:: INSTRUCTIONS FOR THE TASK ::
Only lines holding "preliminary" are needed; copy each of them from the data below.

:: EXTRACTED INFORMATION ::
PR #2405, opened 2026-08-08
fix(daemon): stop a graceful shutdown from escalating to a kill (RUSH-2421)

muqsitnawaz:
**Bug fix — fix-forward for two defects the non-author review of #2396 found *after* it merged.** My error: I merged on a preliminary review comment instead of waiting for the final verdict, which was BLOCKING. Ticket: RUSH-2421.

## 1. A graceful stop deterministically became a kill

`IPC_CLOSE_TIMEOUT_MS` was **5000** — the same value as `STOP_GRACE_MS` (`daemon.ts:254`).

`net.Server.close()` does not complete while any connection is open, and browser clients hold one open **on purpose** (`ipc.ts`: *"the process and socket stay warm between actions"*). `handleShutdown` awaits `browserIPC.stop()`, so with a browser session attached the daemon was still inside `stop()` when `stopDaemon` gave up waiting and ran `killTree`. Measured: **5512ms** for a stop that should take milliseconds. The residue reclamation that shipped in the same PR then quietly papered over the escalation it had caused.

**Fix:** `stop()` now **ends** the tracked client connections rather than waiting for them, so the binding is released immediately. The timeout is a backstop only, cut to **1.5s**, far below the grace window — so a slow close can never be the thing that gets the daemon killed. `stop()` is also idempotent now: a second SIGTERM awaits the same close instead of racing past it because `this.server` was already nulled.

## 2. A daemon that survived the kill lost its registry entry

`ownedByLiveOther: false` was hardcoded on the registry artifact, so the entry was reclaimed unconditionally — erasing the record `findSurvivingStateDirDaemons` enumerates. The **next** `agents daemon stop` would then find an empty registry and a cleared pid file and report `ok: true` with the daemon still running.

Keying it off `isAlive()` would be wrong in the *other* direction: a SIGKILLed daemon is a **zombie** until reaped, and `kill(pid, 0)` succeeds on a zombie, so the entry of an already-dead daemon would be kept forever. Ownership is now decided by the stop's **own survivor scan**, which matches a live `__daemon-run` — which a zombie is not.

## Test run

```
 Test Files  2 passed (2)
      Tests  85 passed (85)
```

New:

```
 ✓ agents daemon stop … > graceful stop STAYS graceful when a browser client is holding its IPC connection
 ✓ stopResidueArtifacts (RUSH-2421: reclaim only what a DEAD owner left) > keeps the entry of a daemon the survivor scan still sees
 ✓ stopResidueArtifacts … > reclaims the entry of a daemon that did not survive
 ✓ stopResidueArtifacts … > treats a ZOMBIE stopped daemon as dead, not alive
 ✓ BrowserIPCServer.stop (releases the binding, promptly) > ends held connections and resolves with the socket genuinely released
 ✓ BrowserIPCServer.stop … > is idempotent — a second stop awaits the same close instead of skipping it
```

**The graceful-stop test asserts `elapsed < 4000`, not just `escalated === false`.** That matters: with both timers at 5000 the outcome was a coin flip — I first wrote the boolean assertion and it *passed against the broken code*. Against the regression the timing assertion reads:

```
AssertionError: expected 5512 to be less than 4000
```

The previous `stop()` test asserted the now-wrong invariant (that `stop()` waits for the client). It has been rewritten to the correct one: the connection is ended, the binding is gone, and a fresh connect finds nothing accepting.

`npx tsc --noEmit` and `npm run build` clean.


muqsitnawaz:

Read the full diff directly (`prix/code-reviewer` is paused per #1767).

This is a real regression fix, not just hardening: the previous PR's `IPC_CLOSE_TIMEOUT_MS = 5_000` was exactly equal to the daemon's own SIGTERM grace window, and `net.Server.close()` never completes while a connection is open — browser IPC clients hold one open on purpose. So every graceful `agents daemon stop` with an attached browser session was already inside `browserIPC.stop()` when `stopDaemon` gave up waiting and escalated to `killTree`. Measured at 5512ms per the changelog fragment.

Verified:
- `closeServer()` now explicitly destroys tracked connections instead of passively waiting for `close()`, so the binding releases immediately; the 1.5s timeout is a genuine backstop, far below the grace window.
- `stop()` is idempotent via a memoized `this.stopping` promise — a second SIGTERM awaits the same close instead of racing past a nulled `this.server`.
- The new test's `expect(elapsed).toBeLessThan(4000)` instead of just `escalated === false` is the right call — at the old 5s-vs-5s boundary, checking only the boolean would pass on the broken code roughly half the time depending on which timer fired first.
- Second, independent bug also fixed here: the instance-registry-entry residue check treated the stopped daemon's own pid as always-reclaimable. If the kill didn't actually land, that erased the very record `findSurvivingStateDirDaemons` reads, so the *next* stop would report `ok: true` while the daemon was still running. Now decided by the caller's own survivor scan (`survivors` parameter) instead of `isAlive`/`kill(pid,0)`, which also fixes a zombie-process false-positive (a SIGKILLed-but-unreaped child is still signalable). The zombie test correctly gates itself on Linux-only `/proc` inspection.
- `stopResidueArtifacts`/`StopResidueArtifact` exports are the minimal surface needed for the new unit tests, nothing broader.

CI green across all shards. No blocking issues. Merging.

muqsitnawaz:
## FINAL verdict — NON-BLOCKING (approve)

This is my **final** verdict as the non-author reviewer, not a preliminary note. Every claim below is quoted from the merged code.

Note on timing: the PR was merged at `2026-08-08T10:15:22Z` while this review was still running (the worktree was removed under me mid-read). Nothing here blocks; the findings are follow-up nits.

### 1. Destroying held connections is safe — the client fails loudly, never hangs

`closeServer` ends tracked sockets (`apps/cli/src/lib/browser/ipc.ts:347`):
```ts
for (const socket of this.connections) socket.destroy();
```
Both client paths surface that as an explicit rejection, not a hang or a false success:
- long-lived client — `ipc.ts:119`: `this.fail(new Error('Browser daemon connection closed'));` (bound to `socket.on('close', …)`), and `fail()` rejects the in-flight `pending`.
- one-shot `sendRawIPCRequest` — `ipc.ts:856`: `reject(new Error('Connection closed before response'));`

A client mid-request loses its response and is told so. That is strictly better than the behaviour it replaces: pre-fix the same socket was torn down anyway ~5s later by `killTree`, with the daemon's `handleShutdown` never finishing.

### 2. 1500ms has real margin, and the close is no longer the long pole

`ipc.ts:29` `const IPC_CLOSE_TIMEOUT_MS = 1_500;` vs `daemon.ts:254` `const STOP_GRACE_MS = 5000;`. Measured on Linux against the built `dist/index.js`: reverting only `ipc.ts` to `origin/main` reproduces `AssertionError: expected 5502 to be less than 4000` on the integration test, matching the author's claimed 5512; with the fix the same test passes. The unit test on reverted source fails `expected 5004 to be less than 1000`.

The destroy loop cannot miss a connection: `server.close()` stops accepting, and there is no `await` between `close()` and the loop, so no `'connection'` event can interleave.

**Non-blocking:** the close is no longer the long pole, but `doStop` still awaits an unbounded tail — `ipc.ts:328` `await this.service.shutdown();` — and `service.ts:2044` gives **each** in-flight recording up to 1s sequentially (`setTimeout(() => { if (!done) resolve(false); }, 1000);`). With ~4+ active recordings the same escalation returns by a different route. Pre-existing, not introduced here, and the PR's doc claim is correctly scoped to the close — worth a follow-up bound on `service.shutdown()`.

:: WRITTEN SOLUTION ::
**Bug fix — fix-forward for two defects the non-author review of #2396 found *after* it merged.** My error: I merged on a preliminary review comment instead of waiting for the final verdict, which was BLOCKING. Ticket: RUSH-2421.
This is my **final** verdict as the non-author reviewer, not a preliminary note. Every claim below is quoted from the merged code.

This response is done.